4. Summary and Conclusion

[19] The purpose of this paper is to describe PCA analysis of polar cap convection and illustrate its potential applications. Two primary modes of polar cap convection have been identified, which correspond to uniform modulation of the global convection and dawn-dusk asymmetry, respectively. The first mode explains ∼42% of the total variance, and the second mode explains about 40% of the variance accounted for by the first mode. PCA also identified the linear relationship between the degree of dawn-dusk asymmetry and IMF By, which leads to stronger dawn flows for By > 0 and stronger dusk flows for By < 0, with flow speed increasing roughly linearly with the By magnitude. Demonstrative examples suggest that the PCA-mode based approach with dimension reduction may be a useful tool for analysis of the polar cap convection, such as estimating missing values or modeling average response of flow speed to solar wind input. We also found that the same modes exist regardless of the IMF Bz orientation, implying that they are intrinsic properties of the average polar cap convection.

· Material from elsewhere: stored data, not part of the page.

PR #105, opened 2022-07-29
ci: fix printing of currently used configuration

mykola-lysenko:
We started to use array of tags during the CI
configuration print, but GH actions do not expand
array and just print 'Array' literal which is
confusing


danielocfb (approved):
Thanks for the fix! The one test failure should hopefully be addressed by us switching back to using not-quite-minimized kernel configuration (https://github.com/libbpf/ci/pull/23), but it's certainly not caused by this change.

PR #106, opened 2022-07-29
Topic/revert upstream deny allow pr

danielocfb:
CI runs on the `bpf` (as opposed to `bpf-next`) tree fail with recent changes, because there we do not (yet) have the upstream configuration present. That is mitigated by https://github.com/libbpf/ci/pull/23, but conceptually the same issue exists for deny/allow lists. The difference there is that we won't fail when a file in question does not exist (because it may legitimately not exist). However, as a result we may end up running tests that are flaky.
Let's back out the change switching everything over to using the upstream deny/allow lists (and the one depending on it) to be sure that we will work with the correct lists and not have spurious test failures.

### DIFF
--- a/travis-ci/vmtest/configs/DENYLIST
+++ b/travis-ci/vmtest/configs/DENYLIST
@@ -1,5 +1,0 @@
-btf_dump/btf_dump: syntax
-kprobe_multi_test/bench_attach
-core_reloc/enum64val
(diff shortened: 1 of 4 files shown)


danielocfb:
Uhm...I am not sure why the s390x step was "skipped" in the middle of the run.

mykola-lysenko (approved):

PR #110, opened 2022-08-04
Rename config-latest.* to config.*

danielocfb:
The repository no longer stores configurations for past kernel versions.
As such, the "-latest" suffix is superfluous. It's also no longer what
we expect once https://github.com/libbpf/ci/pull/25 lands.
Remove it by renaming the files accordingly.


danielocfb:
CI runs could be a bit tricky, because the changes depend on each other in a circular fashion... :-(

danielocfb:
Changed approach for https://github.com/libbpf/ci/pull/25 to honor both `config` and `config-latest`. Will later remove support for `config-latest`.

danielocfb:
The change is trivial and all tests have passed. Going ahead with the merge.

PR #119, opened 2022-08-17
Rename travis-ci/ directory to ci/

danielocfb:
We are no longer using Travis. As such, we should move away from a lot
of CI functionality located in a folder called travis-ci/. This change
renames the travis-ci/ directory to the more generic ci/.
To preserve backwards compatibility until all "consumers" have
transitioned, we add a symbolic link called travis-ci back. It will be
removed in the near term future.


danielocfb:
I checked KPD and have not found any references to the `travis-ci` directory (anymore).

mykola-lysenko (approved):

danielocfb:
Hm, it seems as if CI is choking on this change. E.g., https://github.com/kernel-patches/bpf/actions/runs/2883830082
Will revert it and see what's going on.

danielocfb:
So I can't really say that I understand the issue we hit fully. But after a bit of investigatory work and in the hope to reproduce, I managed to piece the following together:
- looking at https://github.com/kernel-patches/bpf/runs/7902852711?check_suite_focus=true we can see that we checked out 6884ed6fe662f2afb7a12a0a1ba3c7b33bf83a3d (somewhere burried in the logs)
- if I do `git fetch https://github.com/kernel-patches/bpf.git 6884ed6fe662f2afb7a12a0a1ba3c7b33bf83a3d` and then checkout 6884ed6fe662f2afb7a12a0a1ba3c7b33bf83a3d, we can see that there is no `travis-ci` symlink present
- if I look at https://github.com/kernel-patches/vmtest/commit/cd79e2cdb1dcb8e52fc8e18bfe28b4ceb395a0d6 we can see that the symbolic link exists
- I can't reproduce the issue with any manual runs I've scheduled
- so that really only leaves KPD as the source of problem

PR #123, opened 2022-08-18
Add patch adding lru_bug to deny list

danielocfb:
Recently bpf got merged into bpf-next. That merge pulled in change
de7b9927105b ("selftests/bpf: Add test for prealloc_lru_pop bug") but
did not include 27e23836ce22 ("selftests/bpf: Add lru_bug to s390x deny
list") yet.
As a result, we are now seeing the lru_bug selftest run (and fail) on CI
runs of bpf-next.
Backport the fix to get CI runs back into green state.


anakryiko (approved):

danielocfb:
The patch got applied successfully. `lru_bug` is shown in the denylist used. The remaining test failure is unrelated. Merging.

danielocfb:
So now we changed upstream `bpf-next` again to add other tests to the deny list and that means the patch no longer applies. What a royal mess. Guess we'll have to add it to the local list then...

PR #125, opened 2022-08-19
Temporarily pin libbpf/ci revision to use

danielocfb:
We want to rename the travis-ci/ directory to the more generic ci/, as
we are no longer using Travis. When we earlier landed that change [0] we
saw issues because the libbpf/ci repository, which contains the majority
of the actions we use, still expects contents in travis-ci/.
To make the change atomic, this change temporarily pins the revision of
libbpf/ci that we use. Once libbpf/ci has been adjusted to work with the
ci/, we can switch this repository over atomically.

[0] https://github.com/kernel-patches/vmtest/pull/119

### DIFF
--- a/.github/workflows/test.yml
+++ b/.github/workflows/test.yml
@@ -14,7 +14,7 @@ jobs:
       llvm: ${{ steps.llvm-toolchain-impl.outputs.version }}
     steps:
       - id: llvm-version
-        uses: libbpf/ci/get-llvm-version@master
+        uses: libbpf/ci/get-llvm-version@da44c0b6ee29ec53776c1303f7ac790b7e337db5
       - id: llvm-toolchain-impl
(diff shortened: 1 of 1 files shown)


mykola-lysenko:
why symlinks did not work though?

danielocfb:
> why symlinks did not work though? I thought it was the point to add them

It was. And I am not sure. I suspect it's some intricacy with whether we linked `ci/` or `ci` or the fact that they are second class citizens whose handling has to be special cased half the time. I don't feel strongly about either approach, but I can get to the bottom of it if that's the preferred way.

danielocfb:
Will look into whether there is a different work around. It gets messy if we have changes landing in parallel, such as https://github.com/kernel-patches/vmtest/pull/126. Sigh.

PR #127, opened 2022-08-22
Run selftests as part of a separate job

danielocfb:
This change factors out the running of selftests into a separate job.
Doing so is a precursor to being able to running individual tests in
parallel, which in turn should decrease total CI run time and increase
resiliency to kernel panics encountered in one run.
To make that possible we basically have to have well defined output of
the build step that can be consumed by the test step. At this point,
this only means preserving kernel configuration, the selftests/bpf
folder contents, and the vmlinux image itself, and making them available
to tests. As such, we package them up as artifacts. We manually tar
those in order to preserve permissions [0] but also to potentially curb
any spurious 429 HTTP errors ("too many requests") caused by too many
individual files being uploaded if selftest/bpf folder contents grow
[1].
In its current form, we split the two stages after building the
selftests. An alternative split would be after generation of the Qemu
image. Based on arguably limited testing, the increase in artifact
upload and download size (almost doubling; presumably because of
additional files in the image) negates any speed ups achieved by
performing image generation as part of the build. It's also slightly
less natural, because bpftool tests are actually run as part of image
generation, and so part of the tests would be run in the build stage.

Note that because of GitHub Actions' limitations, scheduling of jobs
will not be optimal. Specifically, *any* test job is only eligible to
run once *all* build jobs have finished. Strictly speaking, the s390x
test job would only have to depend on the s390x build job, for example,
but that cannot be expressed in GitHub Actions -- at least not when
using job matrices. We could potentially fix that by "unfolding" the
matrix manually, but that quickly becomes cumbersome because GitHub
Actions does not support YAML Anchors either [2]. While that shortcoming
will have an impact on total CI run time, it should not have any bearing
on runner utilization (because the moment a job is finished the runner
can move on to serving another one). That increase will get mitigated
somewhat once we run tests in parallel.
Lastly, this patch also indirectly addresses the timeout issues
discussed earlier [3]. Specifically, because both the build and test
steps now have a 100 minute timeout, we are less likely to hit either,
even when executing on a slow runner.

[0] https://github.com/actions/upload-artifact#maintaining-file-permissions-and-case-sensitive-files
[1] https://github.com/actions/upload-artifact#too-many-uploads-resulting-in-429-responses
[2] https://github.com/actions/runner/issues/1182
[3] https://github.com/kernel-patches/vmtest/pull/103

### DIFF
--- a/.github/workflows/test.yml
+++ b/.github/workflows/test.yml
@@ -3,10 +3,6 @@ name: bpf-ci
 on:
   pull_request:
 
-concurrency: 
-  group: ci-test-${{ github.head_ref }}
-  cancel-in-progress: true
-
 jobs:
   llvm-toolchain:
     runs-on: ubuntu-latest
@@ -14,7 +10,7 @@ jobs:
       llvm: ${{ steps.llvm-toolchain-impl.outputs.version }}
     steps:
       - id: llvm-version
-        uses: libbpf/ci/get-llvm-version@master
+        uses: danielocfb/libbpf-ci/get-llvm-version@topic/ci
       - id: llvm-toolchain-impl
         shell: bash
         run: echo "::set-output name=version::llvm-${{ steps.llvm-version.outputs.version }}"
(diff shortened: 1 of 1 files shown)


danielocfb:
Just for testing purposes. Please ignore.

PR #130, opened 2022-08-25
Only require self-hosted runners in kernel-patches organization

danielocfb:
The kernel-patches organization hosts their own GitHub Actions runners
which generally are much quicker at running individual CI jobs. To that
end, aecee1ab23bf ("Run on self-hosted runners") prevented the running
on GitHub-hosted ones altogether.
We would still provide the possibility for users of the BPF CI system to
trigger runs without having to create a pull request against a
repository in said org [0] (which, in the future, could conceivably require
approval before executing actions).
To enable this use case, this change requires the self-hosted tag for
build and selftest jobs only when running inside the kernel-patches
organization.
Furthermore, because GitHub does not have any s390x runners, do not test
on these when outside of kernel-patches organization.

[0] https://github.com/kernel-patches/vmtest/pull/103

### DIFF
--- a/.github/workflows/test.yml
+++ b/.github/workflows/test.yml
@@ -35,6 +35,16 @@ jobs:
             {"kernel": "LATEST", "runs_on": ["ubuntu-latest", "self-hosted"], "arch": "x86_64", "toolchain": "${{ needs.llvm-toolchain.outputs.llvm }}"},
             {"kernel": "LATEST", "runs_on": ["z15", "self-hosted"], "arch": "s390x", "toolchain": "gcc"},
           ]
+
+          if "${{ github.repository_owner }}" != "kernel-patches":
+            # Outside of kernel-patches, remove the self-hosted label and skip
+            # any testing on s390x, as no suitable runners will be available.
+            for idx in range(len(matrix) - 1, -1, -1):
+              if "z15" in matrix[idx]["runs_on"]:
+                del matrix[idx]
+              else:
+                matrix[idx]["runs_on"].remove("self-hosted")
+
           build_matrix = {"include": matrix}
           print(f"::set-output name=build_matrix::{dumps(build_matrix)}")
 


danielocfb:
I scheduled the following runs:
- https://github.com/kernel-patches/bpf/actions/runs/2929563672 (inside the `kernel-patches` organization)
- https://github.com/danielocfb/kernel-patches-bpf/actions/runs/2929552201 (outside the organization)

danielocfb:
cc @qmonnet

mykola-lysenko:
Thanks Daniel!

Does it mean that if this repo / kernel_patches/bpf are forked and test run is scheduled it will only run on GH runners without any way to test ibm code?

danielocfb:
> Thanks Daniel!
> 
> Does it mean that if this repo / kernel_patches/bpf are forked and test run is scheduled it will only run on GH runners without any way to test ibm code?

Yes, unless you make an explicit pull request against `kernel-patches/bpf`.

> But all the pull requests against this and kernel_patches/bpf repos are still going to be tested with z15?

Correct.

mykola-lysenko (approved):

.github/workflows/test.yml
```diff
@@ -31,10 +31,23 @@ jobs:
...
           matrix = [
-            {"kernel": "LATEST", "runs_on": ["ubuntu-latest", "self-hosted"], "arch": "x86_64", "toolchain": "gcc"},
-            {"kernel": "LATEST", "runs_on": ["ubuntu-latest", "self-hosted"], "arch": "x86_64", "toolchain": "${{ needs.llvm-toolchain.outputs.llvm }}"},
-            {"kernel": "LATEST", "runs_on": ["z15", "self-hosted"], "arch": "s390x", "toolchain": "gcc"},
+            {"kernel": "LATEST", "runs_on": ["ubuntu-latest"], "arch": "x86_64", "toolchain": "gcc"},
+            {"kernel": "LATEST", "runs_on": ["ubuntu-latest"], "arch": "x86_64", "toolchain": "${{ needs.llvm-toolchain.outputs.llvm }}"},
+            {"kernel": "LATEST", "runs_on": ["z15"], "arch": "s390x", "toolchain": "gcc"},
           ]
+
+          if "${{ github.repository_owner }}" == "kernel-patches":
```
mykola-lysenko, line 39: one thing I thought about after approving.

what do you think about keeping self-hosted in the array and then have one loop filtering for z15 / self-hosted and removing them.

it will simplify the logic a bit

danielocfb: Sure, we can do that.

qmonnet (approved):
This is great, thanks a lot for adjusting this! Much appreciated

PR #131, opened 2022-08-29
Explicitly provide kernel version to use

danielocfb:
We currently implicitly rely on the default value for the kernel version
of the prepare-rootfs action. That's counter intuitive, because we
explicitly carry around the kernel version to use in our job matrix.
Let's make the specification explicit instead.


danielocfb:
It's a trivial change with full test coverage. All tests have passed. Merging in order to move forward.

PR #135, opened 2022-09-23
ci: enable parallel test_progs execution

mykola-lysenko:

### DIFF
--- a/.github/workflows/test.yml
+++ b/.github/workflows/test.yml
@@ -53,7 +53,7 @@ jobs:
           build_matrix = {"include": matrix}
           print(f"::set-output name=build_matrix::{dumps(build_matrix)}")
 
-          tests = ["test_progs", "test_progs_no_alu32", "test_maps", "test_verifier"]
+          tests = ["test_progs", "test_progs_parallel", "test_progs_no_alu32", "test_progs_no_alu32_parallel", "test_maps", "test_verifier"]
           test_matrix = {"include": [{**config, **{"test": test}}
                                       for config in matrix
                                         for test in tests]}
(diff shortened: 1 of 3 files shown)


mykola-lysenko:
After retries, all of the checks are passed.

We can add Song's fix temporarily as I observed quite a few lockdep failures in the places related to his fix.

mykola-lysenko:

[20] Similar analysis could be applied to a data base that is also binned with magnetic latitude and covers a larger region of the ionosphere to identify primary underlying latitudinal-longitudinal structures (if any) of the ionospheric convection. Achieving dimensional reduction may allow a PCA-mode based modeling of the global ionospheric convection. For more reliable analysis, effect of measurement error on PCA will need to be properly treated, such as using the method called Maximum Likelihood Principal Component Analysis [e.g.,Wentzell and Lohnes, 1999].

Acknowledgments

[21] This work was supported in part at UCLA by NASA grant NNX09AJ72G and NSF grant AGS1042255. The OMNI solar wind data were obtained from the GSFC/SPDF OMNIWeb interface at http://omniweb.gsfc.nasa.gov.

[22] The Editor thanks two anonymous reviewers for assisting in the evaluation of this paper.